* _Task prompt_: Return all lines in the data where the string "push" can be found.

── Material for this exercise

PR #2353, opened 2023-11-02
Upgrade pyright CI

jwortmann:
After installing Python 3.12, running `tox` in this repo is currently broken on my Windows PC. An upgrade of pyright seems to fix it.

> Ignore new type errors

It's unclear to me how to fix those, but if anyone knows it feel free to write or push directly:

promise

sessions

### DIFF
--- a/plugin/core/sessions.py
+++ b/plugin/core/sessions.py
@@ -1489,7 +1489,7 @@ class Session(TransportCallbacks):
             self._workspace_folders = self._workspace_folders[:1]
         self.state = ClientStates.READY
         if self._plugin_class is not None:
-            self._plugin = self._plugin_class(weakref.ref(self))
+            self._plugin = self._plugin_class(weakref.ref(self))  # type: ignore  # TODO fix me
             # We've missed calling the "on_server_response_async" API as plugin was not created yet.
             # Handle it now and use fake request ID since it shouldn't matter.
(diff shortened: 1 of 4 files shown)


rchl:
> It's unclear to me how to fix those, but if anyone knows it feel free to write or push directly:

Pyright's author helpful as always: https://github.com/microsoft/pyright/discussions/6301

plugin/core/sessions.py
```diff
@@ -1489,7 +1489,7 @@ def _handle_initialize_success(self, result: InitializeResult) -> None:
             self._workspace_folders = self._workspace_folders[:1]
         self.state = ClientStates.READY
         if self._plugin_class is not None:
-            self._plugin = self._plugin_class(weakref.ref(self))  # type: ignore  # TODO fix me
+            self._plugin = self._plugin_class(weakref.ref(cast(Session, self)))
```
rchl, line 1492: This type issue is also a bug:

https://github.com/microsoft/pyright/discussions/6334
https://github.com/microsoft/pyright/issues/6335

jwortmann: So we should rather wait for the release of an unbugged Pyright version, I guess?

rchl: yeah

PR #2361, opened 2023-11-10
try to match at least 2 components of base scope with the map

rchl:
This is a candidate fix for https://github.com/sublimelsp/LSP-typescript/issues/225.

If the base scope doesn't match exactly against our map then take out last components until maybe it does. Do it as long as there are two components or more.

This changed behavior can make more cases work without having to add explicit mappings but it can also "break" things. For example I had to add explicit `text.html.vue` mapping or otherwise it would fall-back to `text.html` mapping and receive a `html` language ID.

Let me know what you think. I think that this approach is potentially more universal than the previous one. And if it causes some scope to match incorrectly then we can always add more specific mapping to fix it.


language-ids.sublime-settings
```diff
@@ -21,103 +21,38 @@
...
     "text.django": "html", // https://github.com/willstott101/django-sublime-syntax
-    "text.html.basic": "html",
-    "text.html.elixir": "html",  // https://github.com/elixir-editors/elixir-tmbundle
-    "text.html.markdown.academicmarkdown": "markdown", // https://github.com/mangecoeur/AcademicMarkdown
-    "text.html.markdown.license": "markdown", // https://github.com/SublimeText/AFileIcon
+    "text.html": "html",
+    "text.html.markdown": "markdown",
     "text.html.markdown.rmarkdown": "r", // https://github.com/REditorSupport/sublime-ide-r
-    "text.html.ngx": "html", // https://github.com/princemaple/ngx-html-syntax
+    "text.html.vue": "vue",
```
jwortmann, line 53: Looking through the language IDs from the specs, two other scopes where it breaks are `text.html.handlebars` -> `handlebars` and `text.xml.xsl` -> `xsl`.

Could you also add `"source.ruby": "ruby"` here, then I could remove the [settings file](https://github.com/jwortmann/brackets-theme/blob/e72123f57a478c2cde9c382b6eb0bbe2ed338cf2/settings/language-ids.sublime-settings) from my theme.

plugin/core/types.py
```diff
@@ -36,7 +36,17 @@
...
+    result = ""
+    # Try to find exact match or less specific match consisting of at least 2 components.
+    scope_parts = base_scope.split('.')
+    while len(scope_parts) >= 2:
+        result = base_scope_map.get('.'.join(scope_parts))
+        if result:
+            break
+        scope_parts.pop()
+    if not result:
+        # If no match use last compoent of the scope as the language ID.
```
istudyatuni, line 48:
```suggestion
        # If no match use last component of the scope as the language ID.
```

predragnikolic:
one test is failing:
```
FAIL: test_basescope2languageid (test_types.TestDocumentSelector)
  File "/home/predragnikolic/.config/sublime-text/Packages/LSP/tests/test_types.py", line 166, in test_basescope2languageid
    self.assertEqual(basescope2languageid("source.js.react"), "javascriptreact")
AssertionError: 'javascript' != 'javascriptreact'
- javascript
+ javascriptreact
?           +++++
```

language-ids.sublime-settings
```diff
@@ -21,103 +21,40 @@
...
-    "source.groovy.gradle": "groovy", // https://github.com/SublimeText/AFileIcon
-    "source.groovy.jenkins": "groovy", // https://github.com/SublimeText/AFileIcon
+    "source.groovy": "groovy",
     "source.js": "javascript",
-    "source.js.eslint": "javascript", // https://github.com/SublimeText/AFileIcon
-    "source.js.gruntfile": "javascript", // https://github.com/SublimeText/AFileIcon
-    "source.js.gulpfile": "javascript", // https://github.com/SublimeText/AFileIcon
-    "source.js.postcss": "javascript", // https://github.com/SublimeText/AFileIcon
-    "source.js.puglint": "javascript", // https://github.com/SublimeText/AFileIcon
-    "source.js.react": "javascriptreact", // https://github.com/Thom1729/Sublime-JS-Custom
```
predragnikolic, line 37: I guess we will have to keep this one

language-ids.sublime-settings
predragnikolic: Off topic, 
I didn't know there was a brackets theme for ST <3

Brackets was my first editor I enjoyed using. 
It had a really unique look, and the theme really looks like Brackets(only the tabs should be hidden ;) )

tests/test_types.py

────

* _Output of the task_:
It's unclear to me how to fix those, but if anyone knows it feel free to write or push directly:
> It's unclear to me how to fix those, but if anyone knows it feel free to write or push directly:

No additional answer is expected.